> **To do**: Stopping at the line that holds "- name: Run Clip", repeat the lines below exactly, starting from the very first and including that final line.

Stored data entries:
PR #12310, opened 2025-09-27
skip test_softmax_fusion tests if RANGEIFY==1

S-Lykles:


S-Lykles:
These tests only fuse with RANGEIFY>1

PR #12313, opened 2025-09-27
Clip model updates for Stable Diffusion mlperf training

hooved:
This PR makes the Clip tokenizer and embedding model compatible with mlperf-v5.0 Stable Diffusion-v2 multi-GPU training.

To test the new functionality:
1. install these dependencies, a subset of mlperf training dependencies: `pip install numpy ftfy regex pillow`
2. `PYTHONPATH=. python test/external/mlperf_stable_diffusion/external_test_models.py`

This is a subset of #11304

### DIFF
--- a/.github/workflows/test.yml
+++ b/.github/workflows/test.yml
@@ -259,7 +259,7 @@ jobs:
       uses: ./.github/actions/setup-tinygrad
       with:
         key: unittest-12
-        pydeps: "pillow"
+        pydeps: "pillow numpy ftfy regex"
         deps: testing_unit
     - name: Run unit tests
       run: python -m pytest -n=auto test/unit/ --durations=20
@@ -268,7 +268,7 @@ jobs:
     - name: Run SDXL on NULL backend
       run: MAX_BUFFER_SIZE=0 NULL=1 DEBUG=1 python3 examples/sdxl.py --seed 0 --noshow --timing --fakeweights
     - name: Run Clip tests for SD MLPerf on NULL backend
-      run: NULL=1 python -m pytest -n=auto test/external/mlperf_stable_diffusion/external_test_models.py::TestOpenClip --durations=20
+      run: MAX_BUFFER_SIZE=0 NULL=1 python -m pytest -n=auto test/external/mlperf_stable_diffusion/external_test_models.py::TestOpenClip --durations=20
     # TODO: support fake weights
     #- name: Run LLaMA 7B on 4 fake devices
     #  run: NULL=1 python3 examples/llama.py --gen 1 --size 7B --shard 4 --prompt "Hello." --count 3 --temperature 0 --timing


extra/models/clip.py
```diff
@@ -449,7 +472,7 @@ def encode_tokens(self, tokens:Tensor) -> Tensor:
     x = x + self.positional_embedding
     x = self.transformer(x, attn_mask=self.attn_mask)
     x = self.ln_final(x)
-    x = x[:, tokens.argmax(axis=-1)]
+    x = x[Tensor.arange(x.shape[0], device=x.device), tokens.argmax(axis=-1), :]
```
chenyuxyz: why is this arange needed?

extra/models/clip.py
```diff
@@ -9,6 +9,19 @@
...
+
+# to match behavior of mlperf v5.0 Stable Diffusion training clip tokenizer
+try:
+  import ftfy, html, regex
+  # from open_clip.tokenizer:
+  def basic_clean(text):
+    text = ftfy.fix_text(text)
+    text = html.unescape(html.unescape(text))
+    return text.strip()
+except ImportError: pass
```
chenyuxyz: i think import in the if block directly is easier to know when are these needed

extra/models/clip.py
hooved: `x` has the shape `(BS, 77, 1024)`, and we want the result to have shape `(BS, 1024)`.

The original code `x[:, tokens.argmax(axis=-1)]` gives shape `(BS, BS, 1024)` because the `tokens.argmax(axis=-1)` index is broadcast across the first dim, if the first dim is sliced with `:`. This matches torch behavior.

But when you use the arange like this: `x[Tensor.arange(x.shape[0], device=x.device), tokens.argmax(axis=-1), :]`, the first and second indices are mapped elementwise, giving a result with the desired shape `(BS, 1024)`. This matches torch behavior.

The test in this diff, `test_multigpu_clip_score`, fails with the previous indexing  `x[:, tokens.argmax(axis=-1)]`.

extra/models/clip.py
hooved: added those imports to the if blocks

hooved:
I added the tests to CI.

test/external/mlperf_stable_diffusion/external_test_models.py
```diff
@@ -0,0 +1,53 @@
+import unittest
+from tinygrad import Tensor, dtypes, Device
+from tinygrad.nn.state import get_parameters
+from extra.models import clip
+from examples.mlperf.initializers import gelu_erf
+Device.DEFAULT="NULL"
```
chenyuxyz, line 6: this should pass with all device right? testing with NULL in CI is fine, but don't need to hard code this there

PR #12314, opened 2025-09-28
Stable Diffusion model init for mlperf

hooved:
This PR depends on https://github.com/tinygrad/tinygrad/pull/12313 (that should be merged first), and is a subset of https://github.com/tinygrad/tinygrad/pull/11304.

This PR contains everything needed to initialize the following Stable Diffusion models used in training and eval:
- Clip encoder
- UNet
- VAE

Tests are included to cover the new behavior, including differences from previous SD v1.5 version, differences between train/eval inits, and mixed precision handling.

To run the tests:
1. install dependencies: `pip install numpy ftfy regex pillow`
2. ensure mlperf checkpoint is present at `/raid/weights/stable_diffusion/sd/512-base-ema.ckpt`. Alternatively you can `export CKPTDIR=...` and ensure the mlperf checkpoint is at `$CKPTDIR/sd/512-base-ema.ckpt`. See https://github.com/tinygrad/tinygrad/pull/12170 for how to download the checkpoint.
3. Ensure 6 GB of host RAM is available to load checkpoints (the tests use CPU device)
4. run `PYTHONPATH=. python test/external/mlperf_stable_diffusion/external_test_models.py`

### DIFF
--- a/examples/stable_diffusion.py
+++ b/examples/stable_diffusion.py
@@ -9,11 +9,13 @@ from typing import Dict, Any
 from PIL import Image
 import numpy as np
 from tinygrad import Device, GlobalCounters, dtypes, Tensor, TinyJit
-from tinygrad.helpers import Timing, Context, getenv, fetch, colored, tqdm
+from tinygrad.helpers import Timing, Context, getenv, fetch, colored, tqdm, flatten
 from tinygrad.nn import Conv2d, GroupNorm
 from tinygrad.nn.state import torch_load, load_state_dict, get_state_dict
-from extra.models.clip import Closed, Tokenizer
+from extra.models.clip import Closed, Tokenizer, FrozenOpenClipEmbedder
+from extra.models import unet, clip
 from extra.models.unet import UNetModel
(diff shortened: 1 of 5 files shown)


examples/stable_diffusion.py
```diff
@@ -87,7 +89,12 @@ def __call__(self, x):
         bs,c,py,px = x.shape
         x = x.reshape(bs, c, py, 1, px, 1).expand(bs, c, py, 2, px, 2).reshape(bs, c, py*2, px*2)
         x = l['upsample']['conv'](x)
-      x.realize()
+
+      # for BEAM on mi300x, with decoder BS=384, (and other similar BS), BEAM kernels will hang:
```
chenyuxyz: let's separate the workaround from the absolutely parts. this can go with the main training loop pr and i'd like to train without the workaround to understand its intent better

hooved: I moved this out of `stable_diffusion.py`, into the eval code. Note this issue is only encountered in eval beam, not training. See https://github.com/tinygrad/tinygrad/pull/12316 for instructions to reproduce BEAM hang issue.

Issue #12238, opened 2025-09-18
arange folding leaves uncancelled idx


chenyuxyz:
```
from tinygrad import Tensor
t = Tensor.arange(5)
print((t+t[::-1]).tolist())
```
with `CPU=1 RANGEIFY=1` gives
```
void E_5(int* restrict data0_5, int core_id) {
  for (int ridx0 = 0; ridx0 < 5; ridx0++) {
    *(data0_5+ridx0) = ((ridx0-ridx0)+4);
  }
}
```
with `CL=1 RANGEIFY=1` gives
```
__kernel void E_5(__global int* data0_5) {
  int gidx0 = get_group_id(0); /* 5 */
  *(data0_5+gidx0) = ((gidx0-gidx0)+4);
}
```

wp4032:
Hi @chenyuxyz, can you please check PR #12319 for the fix above?

PR #12319, opened 2025-09-28
Fix arange folding with uncancelled idx

wp4032:
Fixed issue #12238

Fix:
- Added zero folding for Ops.SUB when the src values are the same

Results:
```
CPU=1 RANGEIFY=1 DEBUG=4 python3 arange.py
void E_5(int* restrict data0_5, int core_id) {
  for (int ridx0 = 0; ridx0 < 5; ridx0++) {
    *(data0_5+ridx0) = 4;
  }
}

*** CPU        1 E_5                                          arg  1 mem  0.00 GB tm     10.88us/     0.01ms (     0.00 GFLOPS    0.0|0.0     GB/s) ['__add__', 'arange']
[4, 4, 4, 4, 4]
``` 
```
CL=1 RANGEIFY=1 DEBUG=4 python3 arange.py
__kernel void E_5(__global int* data0_5) {
  int gidx0 = get_group_id(0); /* 5 */
  *(data0_5+gidx0) = 4;
}
*** CL         1 E_5                                          arg  1 mem  0.00 GB tm      8.46us/     0.01ms (     0.00 GFLOPS    0.0|0.0     GB/s) ['__add__', 'arange']
[4, 4, 4, 4, 4]
```

### DIFF
--- a/tinygrad/uop/symbolic.py
+++ b/tinygrad/uop/symbolic.py
@@ -73,7 +73,6 @@ symbolic_simple = propagate_invalid + PatternMatcher([
   (UPat.var("x", dtype=dtypes.ints+(dtypes.bool, dtypes.index)).trunc(), lambda x: x),
   # ** zero folding **
   (UPat.var("x") < UPat.var("x"), lambda x: x.const_like(False).cast(dtypes.bool.vec(x.dtype.count))), # x < x -> False
-  (UPat(Ops.SUB, src=(UPat.var("x"), UPat.var("x"))), lambda x: x.const_like(0)), # x-x -> 0
   (UPat.var("x") % UPat.var("x"), lambda x: x.const_like(0)), # x%x -> 0
   (UPat.var("x", dtype=dtypes.ints+(dtypes.bool, dtypes.index)) != UPat.var("x"),
    lambda x: x.const_like(False).cast(dtypes.bool.vec(x.dtype.count))), # x != x -> False (only ints)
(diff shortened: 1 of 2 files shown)


tinygrad/uop/symbolic.py
```diff
@@ -73,6 +73,7 @@ def convert(v:ConstType): return struct.unpack(to_fmt, struct.pack(from_fmt, v))
   (UPat.var("x", dtype=dtypes.ints+(dtypes.bool, dtypes.index)).trunc(), lambda x: x),
   # ** zero folding **
   (UPat.var("x") < UPat.var("x"), lambda x: x.const_like(False).cast(dtypes.bool.vec(x.dtype.count))), # x < x -> False
+  (UPat(Ops.SUB, src=(UPat.var("x"), UPat.var("x"))), lambda x: x.const_like(0)), # x-x -> 0
```
chenyuxyz: SUB is only introduced after decomposition, so we don't want to match it directly in symbolic

wp4032: Moved it into `decomposition.py`

chenyuxyz: no that's not what i meant, don't match on SUB

chenyuxyz:
i recommend studying the repo more, this and #12321 are bad and we won't merge poor workarounds

wp4032:
Will do, thank you

PR #12320, opened 2025-09-28
Unified rewrite uses deque

S-Lykles:


geohot:
Why is this faster? Shouldn't they be quickly ignored if they were on the stack?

> **Answer to this exercise**:
PR #12310, opened 2025-09-27
skip test_softmax_fusion tests if RANGEIFY==1

S-Lykles:


S-Lykles:
These tests only fuse with RANGEIFY>1

PR #12313, opened 2025-09-27
Clip model updates for Stable Diffusion mlperf training

hooved:
This PR makes the Clip tokenizer and embedding model compatible with mlperf-v5.0 Stable Diffusion-v2 multi-GPU training.

To test the new functionality:
1. install these dependencies, a subset of mlperf training dependencies: `pip install numpy ftfy regex pillow`
2. `PYTHONPATH=. python test/external/mlperf_stable_diffusion/external_test_models.py`

This is a subset of #11304

### DIFF
--- a/.github/workflows/test.yml
+++ b/.github/workflows/test.yml
@@ -259,7 +259,7 @@ jobs:
       uses: ./.github/actions/setup-tinygrad
       with:
         key: unittest-12
-        pydeps: "pillow"
+        pydeps: "pillow numpy ftfy regex"
         deps: testing_unit
     - name: Run unit tests
       run: python -m pytest -n=auto test/unit/ --durations=20
@@ -268,7 +268,7 @@ jobs:
     - name: Run SDXL on NULL backend
       run: MAX_BUFFER_SIZE=0 NULL=1 DEBUG=1 python3 examples/sdxl.py --seed 0 --noshow --timing --fakeweights
     - name: Run Clip tests for SD MLPerf on NULL backend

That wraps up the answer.